Required work:
In the entries below, find the string "PublicBlock" and return each line holding it.

─── Provided data ───

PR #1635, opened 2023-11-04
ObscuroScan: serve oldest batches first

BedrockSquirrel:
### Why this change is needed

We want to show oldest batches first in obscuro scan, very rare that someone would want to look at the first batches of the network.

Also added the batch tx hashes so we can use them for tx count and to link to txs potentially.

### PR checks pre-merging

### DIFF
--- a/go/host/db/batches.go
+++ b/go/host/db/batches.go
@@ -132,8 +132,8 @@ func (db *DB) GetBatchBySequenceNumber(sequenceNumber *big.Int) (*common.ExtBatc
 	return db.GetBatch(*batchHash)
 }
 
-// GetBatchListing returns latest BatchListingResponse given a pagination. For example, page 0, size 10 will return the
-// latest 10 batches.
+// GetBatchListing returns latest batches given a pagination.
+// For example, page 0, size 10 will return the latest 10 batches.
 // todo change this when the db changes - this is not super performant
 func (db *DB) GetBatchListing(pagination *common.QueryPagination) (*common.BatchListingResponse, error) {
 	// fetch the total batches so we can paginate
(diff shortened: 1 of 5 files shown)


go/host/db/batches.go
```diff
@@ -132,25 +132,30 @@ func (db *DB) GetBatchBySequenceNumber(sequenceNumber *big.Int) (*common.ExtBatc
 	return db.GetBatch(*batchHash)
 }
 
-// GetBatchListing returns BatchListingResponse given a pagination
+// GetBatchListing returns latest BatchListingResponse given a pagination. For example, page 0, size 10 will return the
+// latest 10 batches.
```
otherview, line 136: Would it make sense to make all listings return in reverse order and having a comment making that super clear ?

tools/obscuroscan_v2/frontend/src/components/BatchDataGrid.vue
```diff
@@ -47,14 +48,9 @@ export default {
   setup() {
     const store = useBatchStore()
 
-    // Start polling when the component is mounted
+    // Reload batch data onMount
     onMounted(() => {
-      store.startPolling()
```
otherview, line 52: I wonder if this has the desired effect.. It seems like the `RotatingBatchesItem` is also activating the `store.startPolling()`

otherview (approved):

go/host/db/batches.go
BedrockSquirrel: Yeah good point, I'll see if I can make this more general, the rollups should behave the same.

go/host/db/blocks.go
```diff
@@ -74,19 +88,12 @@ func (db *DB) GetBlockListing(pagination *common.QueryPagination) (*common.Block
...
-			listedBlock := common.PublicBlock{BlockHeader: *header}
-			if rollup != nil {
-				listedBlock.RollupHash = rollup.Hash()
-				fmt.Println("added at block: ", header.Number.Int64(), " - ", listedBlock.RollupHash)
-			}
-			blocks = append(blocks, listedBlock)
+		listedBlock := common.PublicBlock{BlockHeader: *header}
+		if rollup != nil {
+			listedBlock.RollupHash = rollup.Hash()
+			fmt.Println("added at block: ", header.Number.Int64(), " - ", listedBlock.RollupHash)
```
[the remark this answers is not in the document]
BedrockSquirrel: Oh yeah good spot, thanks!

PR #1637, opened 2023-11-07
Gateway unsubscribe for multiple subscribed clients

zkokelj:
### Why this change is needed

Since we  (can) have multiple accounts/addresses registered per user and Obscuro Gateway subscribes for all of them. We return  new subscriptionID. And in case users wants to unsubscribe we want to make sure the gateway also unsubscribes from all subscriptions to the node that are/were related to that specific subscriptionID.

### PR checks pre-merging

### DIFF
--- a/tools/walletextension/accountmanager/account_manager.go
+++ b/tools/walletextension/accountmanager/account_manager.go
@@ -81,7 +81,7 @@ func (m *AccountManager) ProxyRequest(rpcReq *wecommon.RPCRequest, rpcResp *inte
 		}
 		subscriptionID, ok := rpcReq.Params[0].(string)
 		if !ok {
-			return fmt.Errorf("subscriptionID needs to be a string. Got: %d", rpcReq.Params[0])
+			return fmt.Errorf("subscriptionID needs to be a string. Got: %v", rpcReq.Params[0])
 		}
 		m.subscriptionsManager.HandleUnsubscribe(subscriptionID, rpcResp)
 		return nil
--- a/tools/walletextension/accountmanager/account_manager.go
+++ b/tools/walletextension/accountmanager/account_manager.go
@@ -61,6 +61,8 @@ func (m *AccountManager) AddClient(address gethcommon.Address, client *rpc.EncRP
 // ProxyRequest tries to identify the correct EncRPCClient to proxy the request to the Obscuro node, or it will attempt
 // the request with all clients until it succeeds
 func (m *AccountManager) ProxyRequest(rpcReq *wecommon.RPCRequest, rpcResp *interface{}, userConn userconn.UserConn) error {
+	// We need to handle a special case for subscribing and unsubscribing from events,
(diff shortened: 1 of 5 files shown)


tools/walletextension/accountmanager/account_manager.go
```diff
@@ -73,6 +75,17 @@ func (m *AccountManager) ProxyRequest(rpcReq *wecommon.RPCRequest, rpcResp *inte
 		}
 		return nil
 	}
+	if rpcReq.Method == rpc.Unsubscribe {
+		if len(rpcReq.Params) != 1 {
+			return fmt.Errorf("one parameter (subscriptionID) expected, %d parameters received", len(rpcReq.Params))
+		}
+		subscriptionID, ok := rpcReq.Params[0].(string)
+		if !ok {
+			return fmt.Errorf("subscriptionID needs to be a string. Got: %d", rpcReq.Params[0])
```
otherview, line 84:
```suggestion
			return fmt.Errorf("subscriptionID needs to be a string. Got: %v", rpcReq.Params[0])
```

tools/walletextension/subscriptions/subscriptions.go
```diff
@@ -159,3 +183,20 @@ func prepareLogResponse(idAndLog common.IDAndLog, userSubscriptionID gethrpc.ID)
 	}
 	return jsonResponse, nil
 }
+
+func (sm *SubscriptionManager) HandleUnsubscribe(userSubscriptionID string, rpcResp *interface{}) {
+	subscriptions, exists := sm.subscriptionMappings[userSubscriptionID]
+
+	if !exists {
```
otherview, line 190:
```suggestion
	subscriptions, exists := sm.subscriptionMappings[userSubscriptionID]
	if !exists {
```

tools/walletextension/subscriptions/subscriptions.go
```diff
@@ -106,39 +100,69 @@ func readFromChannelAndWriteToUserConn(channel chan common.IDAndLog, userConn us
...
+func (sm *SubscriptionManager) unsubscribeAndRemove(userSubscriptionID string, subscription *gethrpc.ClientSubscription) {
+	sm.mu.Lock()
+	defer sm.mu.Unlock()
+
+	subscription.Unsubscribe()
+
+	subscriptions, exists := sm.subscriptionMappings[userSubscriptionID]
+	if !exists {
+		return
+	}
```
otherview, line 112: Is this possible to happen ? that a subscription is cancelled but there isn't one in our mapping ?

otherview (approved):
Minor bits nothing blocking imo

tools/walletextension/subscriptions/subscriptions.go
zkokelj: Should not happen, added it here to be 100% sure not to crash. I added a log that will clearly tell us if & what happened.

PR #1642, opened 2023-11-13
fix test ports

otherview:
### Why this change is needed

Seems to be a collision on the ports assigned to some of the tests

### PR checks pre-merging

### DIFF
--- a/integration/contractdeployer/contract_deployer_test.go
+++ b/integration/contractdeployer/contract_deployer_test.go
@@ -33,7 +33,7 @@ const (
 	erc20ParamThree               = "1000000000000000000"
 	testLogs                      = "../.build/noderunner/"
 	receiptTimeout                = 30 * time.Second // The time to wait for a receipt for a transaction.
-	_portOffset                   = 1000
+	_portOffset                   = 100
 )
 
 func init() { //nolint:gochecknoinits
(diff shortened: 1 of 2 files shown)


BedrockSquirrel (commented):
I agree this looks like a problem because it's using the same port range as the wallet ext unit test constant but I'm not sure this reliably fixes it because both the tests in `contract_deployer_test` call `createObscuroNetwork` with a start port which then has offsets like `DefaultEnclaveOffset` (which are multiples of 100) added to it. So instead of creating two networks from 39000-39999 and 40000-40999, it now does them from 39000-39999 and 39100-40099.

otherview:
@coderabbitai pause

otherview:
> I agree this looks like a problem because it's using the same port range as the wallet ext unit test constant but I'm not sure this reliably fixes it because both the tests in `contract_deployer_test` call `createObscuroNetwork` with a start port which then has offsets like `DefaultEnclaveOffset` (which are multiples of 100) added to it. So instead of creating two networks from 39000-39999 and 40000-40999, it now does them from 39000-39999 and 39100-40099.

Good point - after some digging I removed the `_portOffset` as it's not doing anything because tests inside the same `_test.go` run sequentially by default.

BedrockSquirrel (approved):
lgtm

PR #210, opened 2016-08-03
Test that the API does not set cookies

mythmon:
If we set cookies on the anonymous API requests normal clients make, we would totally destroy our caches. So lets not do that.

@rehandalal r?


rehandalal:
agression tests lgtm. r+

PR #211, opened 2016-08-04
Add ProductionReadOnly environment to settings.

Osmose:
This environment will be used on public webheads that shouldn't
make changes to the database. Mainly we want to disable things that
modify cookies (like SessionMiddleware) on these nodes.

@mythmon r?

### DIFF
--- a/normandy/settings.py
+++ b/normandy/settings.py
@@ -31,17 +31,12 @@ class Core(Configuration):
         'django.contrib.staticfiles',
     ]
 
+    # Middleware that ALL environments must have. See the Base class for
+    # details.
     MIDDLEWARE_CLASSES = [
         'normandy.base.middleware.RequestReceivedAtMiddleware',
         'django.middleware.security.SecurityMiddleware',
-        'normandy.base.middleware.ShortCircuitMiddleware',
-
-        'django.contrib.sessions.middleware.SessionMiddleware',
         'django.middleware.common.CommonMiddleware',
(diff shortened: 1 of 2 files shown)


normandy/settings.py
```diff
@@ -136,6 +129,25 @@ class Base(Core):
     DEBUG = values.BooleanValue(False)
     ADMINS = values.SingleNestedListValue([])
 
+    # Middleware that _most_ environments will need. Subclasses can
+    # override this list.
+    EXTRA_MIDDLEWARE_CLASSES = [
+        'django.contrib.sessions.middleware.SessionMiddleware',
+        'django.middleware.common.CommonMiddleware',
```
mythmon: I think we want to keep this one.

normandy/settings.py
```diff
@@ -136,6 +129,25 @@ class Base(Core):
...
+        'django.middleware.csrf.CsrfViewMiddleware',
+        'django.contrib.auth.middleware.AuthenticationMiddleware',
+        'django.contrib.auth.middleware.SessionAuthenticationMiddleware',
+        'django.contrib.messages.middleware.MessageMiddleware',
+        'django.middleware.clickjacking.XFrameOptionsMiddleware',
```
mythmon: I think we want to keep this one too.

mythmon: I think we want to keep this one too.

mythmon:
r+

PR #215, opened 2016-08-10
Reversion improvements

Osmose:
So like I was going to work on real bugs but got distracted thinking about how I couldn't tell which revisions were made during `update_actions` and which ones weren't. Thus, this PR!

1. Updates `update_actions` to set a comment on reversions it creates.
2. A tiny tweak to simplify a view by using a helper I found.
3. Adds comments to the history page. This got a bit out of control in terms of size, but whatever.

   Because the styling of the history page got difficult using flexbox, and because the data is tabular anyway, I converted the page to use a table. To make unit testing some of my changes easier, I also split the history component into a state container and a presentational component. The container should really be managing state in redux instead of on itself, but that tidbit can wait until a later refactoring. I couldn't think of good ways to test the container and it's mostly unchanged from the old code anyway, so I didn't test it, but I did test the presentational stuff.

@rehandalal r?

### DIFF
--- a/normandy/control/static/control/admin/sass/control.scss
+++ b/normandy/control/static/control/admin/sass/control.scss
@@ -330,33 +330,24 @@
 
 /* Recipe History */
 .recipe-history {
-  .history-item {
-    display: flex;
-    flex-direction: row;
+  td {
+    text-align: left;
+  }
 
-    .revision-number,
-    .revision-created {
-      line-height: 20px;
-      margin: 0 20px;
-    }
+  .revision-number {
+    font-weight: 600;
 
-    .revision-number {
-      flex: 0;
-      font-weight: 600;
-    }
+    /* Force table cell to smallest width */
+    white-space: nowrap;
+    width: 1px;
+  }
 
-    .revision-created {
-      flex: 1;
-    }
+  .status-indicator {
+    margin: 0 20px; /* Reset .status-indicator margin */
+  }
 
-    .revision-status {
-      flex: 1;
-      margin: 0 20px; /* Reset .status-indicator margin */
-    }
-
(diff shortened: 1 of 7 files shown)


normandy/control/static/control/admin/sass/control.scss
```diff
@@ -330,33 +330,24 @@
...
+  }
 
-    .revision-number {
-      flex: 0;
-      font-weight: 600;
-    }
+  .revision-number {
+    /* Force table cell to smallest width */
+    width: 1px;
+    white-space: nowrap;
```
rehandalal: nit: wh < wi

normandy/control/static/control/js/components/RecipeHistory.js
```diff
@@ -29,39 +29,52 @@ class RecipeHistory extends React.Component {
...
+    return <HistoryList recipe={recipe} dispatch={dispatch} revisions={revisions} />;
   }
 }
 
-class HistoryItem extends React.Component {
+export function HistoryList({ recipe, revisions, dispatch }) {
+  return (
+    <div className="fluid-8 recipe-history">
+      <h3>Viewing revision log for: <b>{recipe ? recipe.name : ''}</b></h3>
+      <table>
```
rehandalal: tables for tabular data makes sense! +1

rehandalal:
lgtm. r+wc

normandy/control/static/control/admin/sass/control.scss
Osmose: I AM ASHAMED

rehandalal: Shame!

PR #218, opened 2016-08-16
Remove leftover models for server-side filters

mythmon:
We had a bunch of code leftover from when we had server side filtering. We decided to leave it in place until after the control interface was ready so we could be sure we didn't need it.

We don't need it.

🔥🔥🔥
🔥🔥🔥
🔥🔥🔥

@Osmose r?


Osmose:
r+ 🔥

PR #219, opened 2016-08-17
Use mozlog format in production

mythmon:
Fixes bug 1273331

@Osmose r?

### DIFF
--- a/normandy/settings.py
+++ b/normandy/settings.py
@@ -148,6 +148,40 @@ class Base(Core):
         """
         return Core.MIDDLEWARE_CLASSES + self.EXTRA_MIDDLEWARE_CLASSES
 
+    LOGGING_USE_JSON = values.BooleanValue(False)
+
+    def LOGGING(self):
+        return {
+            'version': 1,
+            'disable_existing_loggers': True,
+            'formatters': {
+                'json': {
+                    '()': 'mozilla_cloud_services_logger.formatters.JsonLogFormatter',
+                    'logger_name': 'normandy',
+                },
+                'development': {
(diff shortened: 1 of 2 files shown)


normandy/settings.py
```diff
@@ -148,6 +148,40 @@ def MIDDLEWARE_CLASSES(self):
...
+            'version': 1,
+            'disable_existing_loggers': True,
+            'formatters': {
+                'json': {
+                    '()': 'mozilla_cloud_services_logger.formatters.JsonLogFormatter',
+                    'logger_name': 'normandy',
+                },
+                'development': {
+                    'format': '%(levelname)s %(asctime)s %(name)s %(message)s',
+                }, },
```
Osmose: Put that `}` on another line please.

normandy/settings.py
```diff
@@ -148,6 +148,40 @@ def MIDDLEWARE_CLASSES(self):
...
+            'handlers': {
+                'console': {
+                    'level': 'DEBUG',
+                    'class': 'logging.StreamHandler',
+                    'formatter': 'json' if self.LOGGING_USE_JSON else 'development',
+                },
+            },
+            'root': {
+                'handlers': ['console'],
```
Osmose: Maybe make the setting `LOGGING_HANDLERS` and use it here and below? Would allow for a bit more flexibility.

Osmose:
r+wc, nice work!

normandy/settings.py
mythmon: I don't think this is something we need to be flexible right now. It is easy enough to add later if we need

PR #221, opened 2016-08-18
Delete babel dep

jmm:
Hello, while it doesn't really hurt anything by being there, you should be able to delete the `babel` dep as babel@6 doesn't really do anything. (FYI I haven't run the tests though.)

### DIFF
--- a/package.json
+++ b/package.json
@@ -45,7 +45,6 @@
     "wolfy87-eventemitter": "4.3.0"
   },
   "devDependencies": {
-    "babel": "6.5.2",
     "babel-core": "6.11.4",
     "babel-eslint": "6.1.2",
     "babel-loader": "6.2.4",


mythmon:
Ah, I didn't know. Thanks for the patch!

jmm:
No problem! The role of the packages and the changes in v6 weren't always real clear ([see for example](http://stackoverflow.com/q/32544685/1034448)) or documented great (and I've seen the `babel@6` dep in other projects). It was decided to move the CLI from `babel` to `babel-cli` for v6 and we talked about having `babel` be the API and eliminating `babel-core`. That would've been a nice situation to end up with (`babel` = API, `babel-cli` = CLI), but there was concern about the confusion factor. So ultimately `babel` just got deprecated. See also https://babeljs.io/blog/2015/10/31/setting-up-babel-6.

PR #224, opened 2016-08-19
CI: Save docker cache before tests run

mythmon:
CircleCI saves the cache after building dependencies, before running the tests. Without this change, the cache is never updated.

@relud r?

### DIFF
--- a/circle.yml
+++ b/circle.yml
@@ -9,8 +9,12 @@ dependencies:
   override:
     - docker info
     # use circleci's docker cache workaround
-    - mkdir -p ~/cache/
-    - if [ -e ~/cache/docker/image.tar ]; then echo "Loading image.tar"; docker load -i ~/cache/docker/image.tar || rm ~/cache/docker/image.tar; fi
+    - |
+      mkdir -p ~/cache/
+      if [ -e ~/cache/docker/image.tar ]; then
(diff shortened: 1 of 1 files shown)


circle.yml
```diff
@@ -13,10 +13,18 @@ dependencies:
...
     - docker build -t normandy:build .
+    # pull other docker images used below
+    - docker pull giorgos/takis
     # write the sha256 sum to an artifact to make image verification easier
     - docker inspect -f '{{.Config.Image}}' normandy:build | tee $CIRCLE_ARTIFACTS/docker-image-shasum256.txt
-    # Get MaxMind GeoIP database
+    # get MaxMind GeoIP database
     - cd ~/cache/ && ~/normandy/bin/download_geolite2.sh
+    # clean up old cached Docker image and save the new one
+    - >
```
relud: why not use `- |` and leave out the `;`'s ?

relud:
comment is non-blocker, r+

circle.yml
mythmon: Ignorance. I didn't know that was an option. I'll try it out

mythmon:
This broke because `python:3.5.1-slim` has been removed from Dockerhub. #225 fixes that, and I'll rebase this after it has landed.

───

Response for this exercise:
-			listedBlock := common.PublicBlock{BlockHeader: *header}
+		listedBlock := common.PublicBlock{BlockHeader: *header}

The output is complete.